Il n’y a qu’une demande pour faire face au monde entier de toutes façons. Définissez impuissance pour voir. Un corps, le monde entier, il s’en fout. La question ne se pose pas. Je veux dire cette dichotomie entre monde et demande, vie et mort, est parfaitement folle.  J’ai dit que la mort n’existe pas, ni la demande, ni le monde. Le monde, c’est les demandes de perte, donc, les demandes de mort, qui sourdent et entêtent, ce n’est que ça, le monde : une course de rumeurs de demandes de mort. Il n’y a pas de quoi avoir peur. Ce n’est rien. Ca n’existe pas. On peut décider que les choses qu’on décide de faire exister n’existent pas, de la même façon qu’on peut ne pas courir le cours du monde pour l’arrêter. Pareil. Peu importe.



À peine, donc

Mon existence est à peine perceptible, je sais. Il m’arrive de faire beaucoup de bruit quand même. C’est fait avec toute la maladresse et l’espoir que j’ai. La plupart du temps, ça me fatigue. Fabriquer des images, c’est la chose la plus conne du monde. Je sais, on en fabrique de toute façon.
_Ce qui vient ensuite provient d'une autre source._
PR #342, opened 2024-02-20
amend aip-64

zjma:


thepomeranian (approved):

davidiw (commented):
I think one thing that seems relevant here is that a ValidatorTransaction implies that the validators may have different states and one validator is sharing their perspective... otherwise perhaps there would be a different framework, where there's just an extension to the existing block metadata?

PR #343, opened 2024-02-20
aip 67 update

zjma:
Calling out the assumptions of when JWK consensus will work and examples of when it will not.


thepomeranian (approved):

zjma:
> thanks for giving a consideration on how it might get stuck, could you specify what the ramifications of getting stuck... which is eventually the process will timeout (next epoch?) and should get to eventual consistency... we believe this to be unlikely enough that we will have yet to implement more sophisticated error handling at this point in time... or something like that?

@alinush correct.me if I'm wrong, but
jwk consensus is a best-effort approach and there's no real ramification by design. And I believe all oidc-based applications won't work if such inconsistency happens...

Je n’ai jamais rien eu contre demander à une fille si elle veut me sucer pour engager la conversation. Avec les garçons, ce n’est pas la peine de demander.
 
Je tombe. Je suis forcément échoué quelque part. Même si je ne comprends toujours pas où.

La solitude de quelqu’un qui écrit, elle est forcément délirante. C’est la force du truc aussi, cette âpreté malade. Il n’empêche qu’on devrait tous dire aux gens d’arrêter d’écrire parce que…

Je ne comprends toujours pas où. C’est pour ça que je fais du bruit, je crois, pour finir par le savoir.

Il fut un temps où écrire, c’était un plaisir immense pour moi, avant que ça ne devienne une corvée technique.

Je ne sais pas si… Non, rien.

Mon existence est à peine perceptible. Je ne peux pas dire que ce soit d’une grande importance, que mon existence soit à peine perceptible. Je ne vois pas quoi en dire. Je remarque quand même le mot peine là-dedans, c’est tout.

J’ai déjà arrêté de penser et de faire du bruit. C’est une des, je ne sais pas combien il y en a, 40, plus peut-être, méditations bouddhistes. Je sais faire ça. Et la respiration, le ujjayi, je sais faire ça aussi. Je précise que je fais exprès de dire « je sais faire ».

Je devrais tomber amoureux, ça me ferait des trucs à raconter, c’est la seule raison de tomber amoureux de toute façon, les autres raisons sont déraisonnables.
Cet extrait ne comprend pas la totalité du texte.